ふらふらとした足取りで自分の寮の部屋を目指す。本来なら授業中だけれど、いまさら出る気にもなれない。
特級呪物の再封印。
私が任されている仕事の重要性がデカすぎて、責任感に押しつぶされそうだ。
それ以上にオーバーワークすぎて私の手には余る仕事。
今日やったのは高専が保持する特級呪物両面宿儺の指の再封印。
あの指の禍々しさが今でも忘れられない。
再封印するには一度既存の封印を弱めなければいけない。
押さえ込もうと呪力を流した時、宿儺の鱗片を感じてしまった。
もう少し、あと少しだけ私が弱かったら宿儺のの呪力に私は喰われていただろう。
「キッツイなぁ」
もう直ぐ秋も終わる。
次に来るのは冬の季節だ。
今年は夏が暑かったため、冬は厳しくなるとアナウンサーが言っていた。
よろよろと歩いていると、少しひらけた演習場で一年生たちが模擬戦をやっているのが見えた。
今彼らに構う元気はない。
見つからない様に避けて通ろうとしたのに、目敏く私を見つけたのは五条くんのあの六眼だった。
「A、なにさぼり??」
「あ、Aせんぱーい」
五条くんはニヤニヤと笑って硝子ちゃんはとてとてと駆け寄ってくる。
片手を上げて、仕方なくそっちの方に近づいた。
「あれ、A先輩体調悪いですか?」
最初に不調に気がついたのは、傑くんだった。
彼は相変わらず人の機敏に聡い。
ちょっと、まぁね。
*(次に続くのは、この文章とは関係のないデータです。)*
Issue #10166, opened 2021-04-22
Replace Lockwise with VPN on various pages


slightlyoffbeat:
The lockwise app is being phased out. A full communication plan and strategy around the future of lockwise is coming. In the meantime, we should replace lockwise with VPN in various discovery pages/paths. 

Remove lockwise from:
- [ ] the floating promo box on /new (and anywhere else it shows up)

Replace Lockwise with VPN on:

- [ ] https://www.mozilla.org/en-US/firefox/
- [ ] https://www.mozilla.org/en-US/firefox/products/
- [ ] https://www.mozilla.org/en-US/firefox/privacy/products/
- [ ] https://www.mozilla.org/en-US/firefox/accounts/

We will not touch the lockwise landing page for now. Work on that page will be covered by a separate issue at a later time.

Success Criteria:
- [x] Thumbs up on visuals and copy from creative studio
- [x] Thumbs up on approach by UX
- [x] coded on demo
- [x] Creative has reviewed visuals + copy on demo and given thumbs up.
- [ ] Links have appropriate parameters
- [x] Don't show content to non-EN if it isn't localized yet.
- [ ] Launched

slightlyoffbeat:
There is overlap with other cards that reference removing lockwise, but also try and cover additional changes. We should consider closing or reworking those cards after this work is completed:

https://github.com/mozilla/bedrock/issues/9976

https://github.com/mozilla/bedrock/issues/9905

slightlyoffbeat:
Affected pages include:

/firefox/products
/firefox/privacy/products
/firefox/new (the floating box with products)
/firefox/lockwise
/firefox/accounts

alexgibson:
@slightlyoffbeat where should we redirect /firefox/lockwise to? Is there some SUMO article or blog post that explains to people what is happening with the product?

slightlyoffbeat:
@alexgibson either just /firefox or a SUMO article. I reached out to SUMO to see if an article exists (if not, I'll request one gets made). I also reached out to Mei to see if she has an opinion on this. I'll update here when I have an answer.

slightlyoffbeat:
As of writing this comment, this is still blocked, but things are moving fast and this may be prioritized for next week.

slightlyoffbeat:
No longer blocked.

slightlyoffbeat:
@craigcook added a bullet to success criteria that we shouldn't show to non-EN unless it is translated.

slightlyoffbeat:
[...]

PR #10386, opened 2021-08-16
Remove more references to Lockwise [#10166]

craigcook:
## Description
This just removes some more references to Lockwise but doesn't specifically replace them with VPN because that doesn't seem appropriate for these places.

A few other pages still link to the Lockwise page in copy but I didn't change those. We'll need to decide the fate of that page eventually and that's when we can update any remaining links.

## Issue / Bugzilla link
#10166 

## Testing
http://localhost:8000/firefox/ (removed structured data)
http://localhost:8000/firefox/products/ (removed structured data)
http://localhost:8000/firefox/accounts/ (subnav)
http://localhost:8000/firefox/sync/ (subnav)
http://localhost:8000/firefox/features/safebrowser/
http://localhost:8000/firefox/more/
http://localhost:8000/firefox/welcome/3/


alexgibson (approved):
r+

Is it worth removing some of the strings from the pages touched here if they are no longer needed?

Issue #10387, opened 2021-08-16
New page for Firefox Tips


slightlyoffbeat:
## Description

There is a social campaign that talks about Firefox tips, tricks, and useful features. This is a simple page that will display various videos that a user can click on to view Mozilla employees talking about their favorite tips.

This was designed using Protocol components.

---

Notes:

Content: N/A
Media: N/A
Design: Please consult with Elise before starting. She can walk through the protocol components and expected behavior.

#### Success Criteria
- [x] URL set up at: firefox/features/tips (URL to be confirmed with M.J.)
- [ ] Event tracking that allows us to see what videos a user is clicking on to open.
- [x] EN only (Social campaign and videos are EN only and will not be translated for now)
- [x] added to /firefox/features/
- [x] All variations of this page have a canonical reference to /firefox/features/tips
- [x] When a card is clicked, the video opens in a modal and auto plays.
- [x] Staged on Demo
- [x] approval from editorial
- [x] approval from comms

slightlyoffbeat:
There's been a bit of discussion on this today. A few notes:

- There will be a page a tips/tricks page that does not use any secret menu language at /firefox/features/tips
- there will be a page variation that swaps out some copy for copy that uses the secret menu language
- we should make sure that any variations point to /firefox/features/tips as the canonical source
- there was some design feedback so dev is on hold until designs are updated.

PR #10399, opened 2021-08-25
Firefox tips 10387

reemhamz:
## Description
There is a social campaign that talks about Firefox tips, tricks, and useful features. This is a simple page that will display various videos that a user can click on to view Mozilla employees talking about their favorite tips.

## Issue / Bugzilla link
#10387 

## Testing
http://localhost:8000/en-US/firefox/features/tips/


alexgibson (dismissed):
I took a pass and overall the page is looking really great, nice work!

I've suggested a fix below for the variation view to make the split videos work. Also if this page isn't going to be localized (which it sounds like is a no), then I'd suggest keeping these strings out of an .ftl file and instead hard-coding them in the template.

craigcook (approved):
Nice work! 🌵

PR #10384, opened 2021-08-12
Update Hero components with Split

reemhamz:
## Description
Replacing the soon-to-be deprecated [Hero](https://protocol.mozilla.org/patterns/organisms/hero.html) components in some pages with the new [Split](https://protocol.mozilla.org/patterns/organisms/split.html) component.

## Issue / Bugzilla link
#10341 

## Testing
http://localhost:8000/firefox/lockwise/
http://localhost:8000/firefox/switch/
http://localhost:8000/en-US/

PR #10407, opened 2021-08-31
Fix home page promo switch logic

alexgibson:
## Description
Fixes test failure in https://gitlab.com/mozmeao/www-config/-/jobs/1549619134

See https://github.com/mozilla/bedrock/pull/10384/files#r699390512 for context.

## Issue / Bugzilla link
N/A

## Testing
MR1 promo should default to being visible on http://localhost:8000/en-US/


reemhamz:
Ah thanks for catching that before prod. r+

reemhamz (approved):
Ah thanks for catching this before prod. r+ 💫

PR #10412, opened 2021-09-01
Fix split call on dev edition pages [no bug]

craigcook:
## Description
Restores (and renames) `id` param in the split macro that was lost in a different merge.
Adds a `base_el` param while I'm in here anyway, which defaults to `section` so doesn't actually change anycurrent uses of this macro but gives us future opportunities.

## Testing
The id param was only used in two places.

http://localhost:8000/en-US/firefox/developer/
http://localhost:8000/en-US/firefox/91.0a2/whatsnew/all/


pmac (approved):
🚁

PR #10413, opened 2021-09-01
FIx home page lazyloading [no bug]

craigcook:
## Description
Card images on the old (non-Contentful) home page were failing to load because the lazyloading script was moved/renamed in https://github.com/mozilla/bedrock/commit/8beef7541e079c73446ab71e56b49e1215b1eed2. This restores the JS for the old home page but shouldn't interfere with Contentful.

## Testing
http://localhost:8000/


pmac (approved):
🖼️

PR #10414, opened 2021-09-01
Update id param in Split macro calls [no bug]

craigcook:
## Description
I got cocky and renamed a parameter in a macro without thoroughly searching for every place that macro was called with the old parameter. This, I think, catches them all.

## Testing
http://localhost:8000/firefox/pocket/
http://localhost:8000/firefox/privacy/book/
http://localhost:8000/foundation/annualreport/2019/


pmac (approved):
🆔

PR #10417, opened 2021-09-02
Turn shared VPN string in multiple contexts into separate strings

alexgibson:
Fixes: https://github.com/mozilla-l10n/www-l10n/issues/225


craigcook (approved):
🧶

PR #10424, opened 2021-09-07
Add platform to images in docker-compose

pmac:
These changes will allow the build to succeed on machines with non-intel processor architectures. This is so far mostly an issue for Mac computers with the M1 chip (ARM64 arch).

See https://docs.docker.com/desktop/mac/apple-silicon/#known-issues

### DIFF
--- a/docker-compose.yml
+++ b/docker-compose.yml
@@ -10,6 +10,7 @@ services:
       context: .
       target: assets
     image: mozmeao/bedrock_assets:${GIT_COMMIT:-latest}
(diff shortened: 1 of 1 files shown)


pmac:
This is the result of some debugging of problematic docker builds with @maureenlholland 

@alexgibson r? mainly just to make sure that a build still works fine on another Intel Mac (I've already tested).

alexgibson (approved):
This worked for me locally too, r+ 🐿️

Issue #10408, opened 2021-09-01
Add linkable targets to the principles on the Manifesto page


dveditz:
## Description

Mozillians often illustrate their motivations or guide rails for certain projects through references to one or another principal from our Manifesto, but like most of our site there are almost no interior link targets available. There are currently #sec-principles and #principles to nearly the same spot but that's about it.

Please add ID attributes to the Manifesto page so #principle-01, #principle-02, etc (or any reasonable variation)work as link targets.

Of the two links that _do_ exist, https://www.mozilla.org/en-US/about/manifesto/#principles links to where we'd want #principle-01 to go but it's not a very satisfactory experience. If you're already reading the page it can be alright, but if you follow that link from a different page (this one, for instance) the principle will be half-covered by a floating header/advertisement bar. This bad header-covering-link-target behavior is site-wide (example: https://www.mozilla.org/en-US/about/manifesto/details/#advancing) so maybe that aspect should be dealt with more generically in the site's code or styles.

---

#### Success Criteria

 - [ ] Principles from the Manifesto can be individually referenced
 - [ ] The targeted principle is readable when linked from a separate document

PR #10426, opened 2021-09-07
Add linkable targets to the principles on the Manifesto page

nathan-barrett:
## Description
Add linkable targets to the principles on the Manifesto page - added an id to each individual principle and move the id #principles to the header for the principles section so it is viewable when navigating from a different page.
## Issue / Bugzilla link
#10408 
## Testing
localhost:8000en-US/about/manifesto/#principles


craigcook (approved):
⚓

PR #10435, opened 2021-09-09
Fix #10434: Add country_code to the context for all pages

### LINKED ISSUE #10434: Add country code to the context for templates
Now that we've completed #10429 we can have the country available in every request, much like we do with `request.LANG`. Perhaps we should do it exactly like that and make it `request.COUNTRY`.

pmac:
Allows for a query param to override the country (e.g. `?geo=de`).

Also removes the old Maxmind stuff since we're unlikely to use that again, and add a GeoTemplateView class to make it easy to switch template based on request country. Adds docs for all of this as well.

### DIFF
--- a/bedrock/base/context_processors.py
+++ b/bedrock/base/context_processors.py
@@ -1,15 +1,18 @@
-# from bedrock.base
-
 from django.conf import settings
 
+from bedrock.base.geo import get_country_from_request
 from lib.l10n_utils import translation
+
+
+def geo(request):
+    return {'country_code': get_country_from_request(request)}
 
 
 def i18n(request):
     return {
         'LANGUAGES': settings.LANGUAGES,
-        'LANG': (settings.LANGUAGE_URL_MAP.get(translation.get_language()) or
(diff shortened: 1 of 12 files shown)


bedrock/base/context_processors.py
```diff
@@ -2,14 +2,25 @@
...
+
+    return {'country_code': country.upper() if country else None}
+
+
 def i18n(request):
     return {
         'LANGUAGES': settings.LANGUAGES,
-        'LANG': (settings.LANGUAGE_URL_MAP.get(translation.get_language()) or
-                 translation.get_language()),
+        'LANG': (settings.LANGUAGE_URL_MAP.get(
```
pmac, line 22: This was a change that flake8 wanted 🤷‍♂️

pmac:
@alexgibson this grew a bit, but it's done I believe. Thanks for the assist!

alexgibson (approved):
I tested out all the new toys locally and everything worked just as described in the docs. Nice work! 🌏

と笑ってごまかすと五条が眉を潜める。
「怪我してます??治しましょうか」
優しい硝子ちゃんの申し出をやんわり断った。これはそういう疲れじゃない。
他人の呪力に当てられたなんて、術者として恥ずかしくて口にできなかった。
「そうか、今日天元様に行く日だったな」
「「えっ、、?」」
しかし、この前カレンダーを見てしまった五条くんにはバレたらしい。
というかどんな記憶力だ。
「ま、まぁ。宿儺の呪力に当てられてちょっとね」
「はっ??宿儺ってえ、、特級の両面宿儺」
驚く硝子と対照的に黙ったまま眉間のしわを深めた五条くんが怖い。
後ずさると、お腹に腕を回され軽々と抱き上げられた。
「ちょっ、おろして…!」
「大人しくしてて、A先輩」
抱えられたよりも、初めて先輩と呼ばれた衝撃に動けなかった。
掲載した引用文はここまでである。